What this task involves:
Only certain lines below are wanted: those starting at the line containing "In #129, it" and ending at the line containing "- How are my", both included, each retyped exactly.

Records for this exercise:

Issue #464, opened 2017-01-08
Better Assets / "Net worth" reporting


redstreet:
In #129, it was stated that balance summaries should be based on book value, not market value. This covers the account standpoint. However, in addition, a net worth reporting standpoint is useful to answer such question as:

- What is the current state (market value) of each of my accounts? (#129 also asks this)
- How are my assets spread across {accounts, currencies, lots} based on market value?

The holdings page shows the basic data on this. Minor extensions (#462) would make it better, but what would be really useful is to have a version of the treemap and sunburst charts for better net worth reporting. Perhaps as a start, the "Holdings by Account" and  "Holdings by Currency" would benefit from these two charts.

Anyone else have thoughts on this?

xentac:
My plan was to add a market/cost toggle to the balance sheet, so that
balances could be calculated and displayed with the graph there. I just
haven't had time to write any of it.

redstreet:
@xentac that sounds like a good idea, and covers all the basic net worth info.

xentac:
Given the discussion in https://github.com/beancount/fava/pull/467, my current plan forward is to create new pages that display market value.  One "Market Balances" page similar to the "Balance Sheet" but only displaying market values and two new links in the account journal that calculates market value for Changes and Balances.

xentac:
Consider https://github.com/beancount/fava/pull/468 my first attempt.  I picked some random variable names (like conversion being either 'cost' or 'market').  It should cover my use cases though.

yagebu:
The 'cost/value' select is now implemented (#504)

Issue #242, opened 2016-03-27
Convert expenses to single currency


goshakkk:
I am trying to get on the CLI accounting bandwagon and trying out beancount as it seems to be the most semantically cohesive (also has fava!)

Is there a way to have expenses converted into a single currency (USD) in the charts (account page & income statement)? As well as everything on the trial balance page

<img width="1481" alt="screen shot 2016-03-27 at 5 41 22 pm" src="https://cloud.githubusercontent.com/assets/315596/14065882/bda7b4f8-f443-11e5-9871-fd309d2323ed.png">

Setting two operating currencies results in ugly charts which are basically useless (given that in terms of my national currency, 1 USD = 20,300 BYR; and only credit card transactions are in BYR, everything else is dollars only)

<img width="981" alt="screen shot 2016-03-27 at 5 46 13 pm" src="https://cloud.githubusercontent.com/assets/315596/14065888/dfc9d66a-f443-11e5-81b6-f53a0aa5194d.png">

FWIW, there are `price` statements in the file, and conversion works manually using `convert(sum(position), 'USD')`.

Ideally, I'd love to have everything converted into dollars and plotted as such. Is there a way to achieve that currently in fava?

Thanks!

yagebu:
This is currently not possible in fava, but it's a useful feature that we should have. There's an [issue](https://bitbucket.org/blais/beancount/issues/103/make-the-balance-sheet-and-income) on the beancount issue tracker for this as well.

This is something I've been meaning to implement for some time, but it doesn't have the highest priority for me. So no idea if I'll get round to do it anytime soon. If you know Python and want to get your hands dirty, I could give you some pointers, otherwise you'll have to wait for me or someone else to implement this.

goshakkk:
I do know some Python and would appreciate any pointers on this feature, might get some time on the weekend to work on that

yagebu:
- We need a function to convert an inventory to the specified currency: `convert_inventory(price_map, target_currency, inventory)`. This can probably be done similarly to `beancount.ops.holdings.convert_to_currency`, as a Position and Holding have basically the same attributes (and an Inventory is a list of Positions). `ops.prices`, `ops.holdings` and the basic beancount data types should be all that's needed. This function could go in `fava.api.helpers`.
- `fava.api.serialization.serialize_inventory` should take the currency as an optional argument and then use the above conversion.
- To link this to the frontend, the currency could be passed to the api as a "filter".
- There should be some select/dropdown form to select the conversion in the interface.

[...]

PR #504, opened 2017-02-16
Conversion

yagebu:
[The first commit updates our code to use the new shiny conversion utilities in `beancount.core.convert`. @blais, could we get a new release of Beancount so that we can depend on this?, edit: this has been cherry-picked into master]

More importantly, this allows us to offer a toggle to show market values instead of cost values (ref #464).

This should also allow us to convert everything to a single currency (later, ref #242).

### DIFF
--- a/fava/application.py
+++ b/fava/application.py
@@ -186,6 +186,8 @@ def _inject_filters(endpoint, values):
         return
     if 'interval' not in values:
         values['interval'] = request.args.get('interval')
+    if 'conversion' not in values:
+        values['conversion'] = request.args.get('conversion')
     for filter_name in ['account', 'from', 'payee', 'tag', 'time']:
         if filter_name not in values:
             values[filter_name] = g.filters[filter_name]
@@ -199,6 +201,7 @@ def _pull_beancount_file(_, values):
     if g.beancount_file_slug not in app.config['FILE_SLUGS']:
         abort(404)
     g.ledger = app.config['LEDGERS'][g.beancount_file_slug]
+    g.at_value = request.args.get('conversion') == 'at_value'
 
 
 @app.errorhandler(FavaAPIException)
--- a/fava/core/charts.py
+++ b/fava/core/charts.py
@@ -4,12 +4,14 @@ import datetime
 from beancount.core import flags, convert, realization
 from beancount.core.amount import Amount
 from beancount.core.data import Transaction
-from beancount.core.number import Decimal
+from beancount.core.display_context import DisplayContext
+from beancount.core.number import Decimal, MISSING
 from beancount.core.position import Position
 from beancount.core.inventory import Inventory
 from beancount.core.data import iter_entry_dates
 from beancount.utils.misc_utils import filter_type
 from flask.json import JSONEncoder
+from flask import g
 
 from fava.util import listify, pairwise
 from fava.core.helpers import FavaModule
@@ -17,6 +19,7 @@ from fava.core.helpers import FavaModule
 
 class FavaJSONEncoder(JSONEncoder):
     """Allow encoding some Beancount date structures."""
+
     def default(self, o):  # pylint: disable=E0202
         if isinstance(o, Decimal):
             return float(o)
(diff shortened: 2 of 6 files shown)


blais:
Yo got it
2.0b14

blais:
Sorry, made a release on booking branch by accident...
releasing 2.0b15 instead (correctly this time).

yagebu:
Thanks!

ivan-the-guy:
@yagebu how can I make this work? I tried to run the development version of fava. I do see new select field with 'At value' and 'At cost' options, but changing its value does nothing (well, it produces a js exception in console that transition is not a function - I guess it has something to do with the rollup bundler) and providing `'conversion=at_value'` in the address bar changes nothing on the initial graph render.

What am I missing here?

Thanks.

yagebu:
Without more to go on I can't really debug the JS error.

Do you have prices for the commodities that you want to see displayed at market value? Do these show up in the tree tables if you add `conversion=at_value` to the query string?

ivan-the-guy:
> Without more to go on I can't really debug the JS error.

Stacktrace
```
Uncaught (in promise) TypeError: this.selections.cells.transition is not a function
    at TreeMapChart.zoom (http://localhost:5000/static/gen/app.js:13298:35)
    at TreeMapChart.update (http://localhost:5000/static/gen/app.js:13279:10)
    at TreeMapChart.draw (http://localhost:5000/static/gen/app.js:13259:10)
    at HierarchyContainer.draw (http://localhost:5000/static/gen/app.js:13834:10)
    at http://localhost:5000/static/gen/app.js:13999:14
    at Array.forEach (native)
    at initCharts (http://localhost:5000/static/gen/app.js:13908:13)
    at http://localhost:5000/static/gen/app.js:32398:3
    at http://localhost:5000/static/gen/app.js:2036:5
    at Array.forEach (native)
```

> Do you have prices for the commodities that you want to see displayed at market value?

I do. I can see them on Commodities page

> Do these show up in the tree tables if you add conversion=at_value to the query string?

Sorry, I didn't understand what you mean. Could you please share a screenshot?

ivan-the-guy:
If I issue query 
```select narration, position, convert(position, 'RUB');``` I am able to see correct output in the bean-check command which makes me think that the problem is on fava side, not in the journal.

yagebu:
Not sure if the Javascript error is due to incorrect bundling or actually valid but it doesn't seem to do any harm.

Without any more information about what kind of output you would expect from Fava, but which you are not seeing, it's kind of impossible to see what's not working on your end. This feature works as expected for me and as it basically just relies on Beancount's conversion functions so I'm quite certain it works correctly.

yagebu:
> Not sure if the Javascript error is due to incorrect bundling or actually valid but it doesn't seem to do any harm.

actually it seems like the d3-transition dependency was not correctly bundled.

ivan-the-guy:
> Without any more information about what kind of output you would expect from Fava, but which you are not seeing, it's kind of impossible to see what's not working on your end. 

The problem is I don't see any changes on pages at all when I pass `conversion=at_value` param in urls. It makes me think that the feature doesn't work.

yagebu:
Depending on your account balances, there might not be any changes...

Let's say you have `10 HOOLI @ 5 USD` in one account. At cost, this should be displayed as `50 USD`, at market value it will be displayed at `10 HOOLI` if you don't have a price for it or if you, say, have a price of `6 USD` for it, it should show as `60 USD` at market value.

ivan-the-guy:
Would you mind produce a minimal ledger file (say, 2 accs and 3-4 transactions with different) that works on your fava installation?

I am also encountering a lot of other bugs in fava (e.g. sunburst graph doesn't update on click) and it is really hard to debug everything at the same time.

Thank you

ivan-the-guy:
@yagebu you are right, rollup doesn't include d3-transition in the resulting bundle. 
Importing selection from `d3-selection` solves the problem (found it here - https://bl.ocks.org/mbostock/97557a39b4bfc8229786c8bccb54074d ).

I am not sure why it happens. I guess using `yarn` instead of `npm` would help to prevent the problem from reappearing.

yagebu:
> Would you mind produce a minimal ledger file (say, 2 accs and 3-4 transactions with different) that works on your fava installation?

Try the example file in the tests directory. The balance of the Assets account changes when switching between cost and value.

> I am also encountering a lot of other bugs in fava (e.g. sunburst graph doesn't update on click)

I don't use the charts much so if other parts of Fava or JS dependencies change they break sometimes. Already found the bug in the sunburst chart. Please do report any other bugs you encounter.

> I guess using yarn instead of npm would help to prevent the problem from reappearing.

How would that help? Maybe your version of npm is outdated?

ivan-the-guy:
> How would that help? Maybe your version of npm is outdated?

Yarn produces `yarn.lock` file which pins exact versions of all dependencies. It means that dev environment will be the same for all of us.

yagebu:
> Yarn produces yarn.lock file which pins exact versions of all dependencies. It means that dev environment will be the same for all of us.

I don't think it's worth the additional build dep for us though.

ivan-the-guy:
> I don't think it's worth the additional build dep for us though.

This is why fava is riddled with 'it works for me' js bugs

yagebu:
> This is why fava is riddled with 'it works for me' js bugs

I can't remember a single bug being caused by not using a lockfile. If it's so riddled with bugs then please report them, just vaguely criticising Fava without basis doesn't really help.

xentac:
Have you tried running fava within shared docker container?  It's a pretty consistent way to get all the deps and build the project.  I personally use a modified version of it and the conversion branch worked before it was even merged.

ivan-the-guy:
> I will point out that I'm running a very recent version of fava and the "this.selections.cells.transition" line in my app.js is on line 9759. It's odd that you'd have an extra 4000 lines of js in your file.

This is why deterministic builds matter. Could you please remove `node_modules` folder (`rm -rf ./fava/static/node_modules/`) and rebuild the app.js file from scratch (`make`)?

> If you'd like, I can give you access to an example file deployed with my docker image so you can narrow down a difference in your setup.

That would be great.

xentac:
Because I use docker, every time I build I start from a fresh clone and exercise the entire build process.  Last time I built was 2 days ago, but I actually just did a new build as of this morning to pick up the convert to any currency changes.  I don't see any stacktraces anywhere to do with conversion.

I actually have oauth set up by default for my docker images, so if you have a gmail account I can authorize, I can give you access right away.  If you want http access, it'll take me a little while to get the unsecure path opened up.

xentac:
I was able to figure out how to enable the github oauth proxy, so it should be working now without a gmail account.

https://bean-dev.xennet.org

Output of the exercise:
In #129, it was stated that balance summaries should be based on book value, not market value. This covers the account standpoint. However, in addition, a net worth reporting standpoint is useful to answer such question as:

- What is the current state (market value) of each of my accounts? (#129 also asks this)
- How are my assets spread across {accounts, currencies, lots} based on market value?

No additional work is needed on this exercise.